It was a shouting, laughing, good-natured crowd, gay with the colors of Japanese girls’ sashed kimonos mingling with the black of more sedate native costumes, and with the trim modern uniforms of Japan’s host of young army flyers.
In the first wild rush, the plucky American aviator was fairly mobbed. The shouting, howling throng, wild with joy and excitement, hauled him clear of his plane. Everyone wanted to shake his hand, American fashion, or even just touch the garments of this one that had flown the skies. Trim, sturdy members of the imperial air force, got to him, lifted him upon their khaki shoulders. Thus he was borne through the streets of old, old Tokio where the automobile and the jinrikisha mingled as unconcernedly as did the old-time temples and tea shops mingle with eight-story skyscrapers and picture theaters.
Behind him, edging the landing field, rose a fine modern building. Hal Dane waved an inquiring hand at it.
“Tokio Asahi!” came the surprising answer that was shouted from many throats.
Hal nodded his head as if he understood, but puzzlement seethed in his brain.

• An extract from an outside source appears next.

PR #16172, opened 2019-10-29
Remove constraint on siret in CustomerType

### LINKED ISSUE #16167: Error when we add customer (with B2B enabled) if there is a specific character in field SIRET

What did this queer shout mean that greeted him everywhere, even met him in the air before landing?
As the triumphal procession made its way down the street, newsboys, carrying bundles of papers, tore through the swarming crowds, ringing bells, flying small flags, and shouting loudly as they waved these “extras” just off the press.
Their shout floated back to Hal with an irritatingly familiar refrain, “Tokio Asahi! Tokio Asahi!”
And suddenly, from his perch on men’s shoulders, that lifted him hero-wise above the crowd—Hal Dane burst into boyish laughter. He had it, that “Tokio Asahi,”—it was the name of Japan’s greatest newspaper—the newspaper with over a million circulation, and with a most modern of modern air mail deliveries. That was evidently the Asahi’s own great landing field he had arrived above, so naturally it was the name Asahi that had been radioed up to him.
Well, the Asahi was certainly an up and coming publication. As young Dane peered down from his place at the second army of newsboys speeding with flag and bell advertisement through the mob, he saw with astonishment that his own picture already smudgily adorned these latest extras. And men and women, gone wild over this young conqueror of the skies, were scrambling for these pictures.
At last the efficient Tokio police rescued Hal Dane from the rough-and-tumble admiration of the street crowds. Somehow they got him free and rushed him into a building. And here Hal found himself shaking hands with Charles MacVeagh, American Ambassador to Japan. Here he met Baron Giichi Tanaka, Premier of Japan; Suzuki, the Home Minister; Mitsuchi, head of Finance Department, and other notable figures of the Japanese capital,—statesmen whose names were known all over the world.